Similarly, the consequences for the scouts is death... for all that is but Joshua and Caleb.  Why not these two?  Common understanding tells us that these two scouts did not share the negatives and fear-inducing stories of what they saw.  Rather, these two were optimists and wanted to only focus on the good.


My conjecture, however, is that these two were saved for the way they shared the information. Not because of what they actually said (or did not say).

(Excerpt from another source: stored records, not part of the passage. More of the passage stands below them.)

PR #393, opened 2019-03-21
fixed missing implicit args in pir compiled function

Jakobeha:
Also added a regression test:

```r
f <- pir.compile(rir.compile(function(a,b,c) a))
g <- rir.compile(function() {
  f()
  f(1)
  f(1,2)
  f(1,2,3)
})

rir.disassemble(f)
stopifnot(g()==1)
```

Calling `g` fails an assertion in call_context.cpp: `i < passedArgs`. `ldarg` assumes that we pass the loaded argument. However, when calling a function implicitly this isn't always true. This PR makes it so, when `i >= passedArgs`, a missing implicit argument is returned instead.

Perhaps we should add this guard `ldarg` instead

### DIFF
--- a/rir/src/interpreter/call_context.h
+++ b/rir/src/interpreter/call_context.h
@@ -72,8 +72,11 @@ struct CallContext {
     bool hasNames() const { return names; }
 
     Immediate implicitArgIdx(unsigned i) const {
-        assert(implicitArgs && i < passedArgs);
-        return implicitArgs[i];
+        assert(implicitArgs);
+        if (i < passedArgs)
+            return implicitArgs[i];
+        else
+            return MISSING_ARG_IDX;
     }
 
     bool missingArg(unsigned i) const {
--- a/rir/tests/pir_regression_missing.R
+++ b/rir/tests/pir_regression_missing.R
@@ -77,6 +77,7 @@ g <- rir.compile(function() {
   f(1,2,3)
 })
 
-rir.disassemble(f)
+stopifnot(g()==1)
+pir.compile(g)
 stopifnot(g()==1)
 
--- a/rir/tests/pir_regression_missing.R
+++ b/rir/tests/pir_regression_missing.R
@@ -68,3 +68,15 @@ stopifnot(h()==3)
 stopifnot(h()==3)
 stopifnot(h()==3)
 stopifnot(h()==3)
+
+f <- pir.compile(rir.compile(function(a,b,c) a))
+g <- rir.compile(function() {
+  f()
+  f(1)
+  f(1,2)
+  f(1,2,3)
+})
+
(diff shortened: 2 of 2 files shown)


Jakobeha:
This is failing a test in GitLab, `test-debug`, but I have no idea why. The only change affects an assertion failure.

o-:
@Jakobeha I think your fix is masking a bug.  because the rir dispatch should ensure that we are not calling a pir version which expects more arguments than we pass. because doing so will produce incorrect results with default arguments. can you try to see why we are dispatching to this version?

Jakobeha:
We have a guard for this, but it only runs if the closure takes default arguments: https://github.com/reactorlabs/rir/blob/master/rir/src/compiler/translations/rir_2_pir/rir_2_pir_compiler.cpp#L87.

```r
    if (closure->formals().hasDefaultArgs()) {
        ...
        if (!ctx.assumptions.includes(Assumption::NotTooFewArguments)) {
            logger.warn("TODO: don't know how many are missing");
            return fail_();
        }
    }
```

o-:
@Jakobeha anyway, you can't merge this. As I said this is a dispatching bug and not a ldarg bug. Check `dispatch` or `matches` implementations in the interpreter. somebody is calling a version that should not be called.

Jakobeha:
Here is a different fix - it forces PIR to recompile the function if the # of missing arguments is different, with the correct # of missing arguments.

However, as the test shows, GNU-R throws an error if a function tries to reference a missing variable, while PIR just returns the missing value. I know the semantics for this are very weird - e.g. GNU-R *won't* throw an error if the function passes the variable to a function at least in some cases. This is already an issue in PIR. I believe the solution is, whenever a value is forced, RIR must also check if the value is missing and throw an error if so - PIR can still remove forces, but it can't remove this check (unless it knows the value won't be missing), so we would need an extra opcode/instruction like `ForceMissing`.

o-:
hey, I am sorry. I think I your initial patch was correct after all and my review was wrong.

In Numbers 13:27 we read that the scouts (the collective group) describe the land as "flowing with milk and honey" (laying the first piece of "bread") they then share the "meat" of what they saw which is a land with numerous enemies, "huge and fortified" cities, and even descendants of the giants (13:28).  Nobody suggests that they are embellishing their story, or worse outright lying!


No, what happens here is that for the majority of the scouts their report of what they saw ends on this note of fear and anxiety.  In fact, this scary focal point becomes the focus of what they go on to share with the other Hebrews in the encampment.  Not Caleb and Joshua however.  Their report continues and ends with the closing slice of bread.  For Caleb and Joshua there is still optimism and potential fulfillment of their destiny as we read in 13:30 where Caleb says, "We should go up at once, and possess it; for we are well able to overcome it."  So even with the fearful news of what they saw; even with this incredibly scary report, the fact is that what Caleb and Joshua know about what they could do still outweighed what they saw on their trail. They didn't want/try to leave anyone paralyzed by the news.


When it comes to sharing information, and as educators we share, recommend, advise, counsel, and talk to people all day long; it is wise for us to always keep the sandwich method in mind.  Remember, how one says something is just as important as what one says!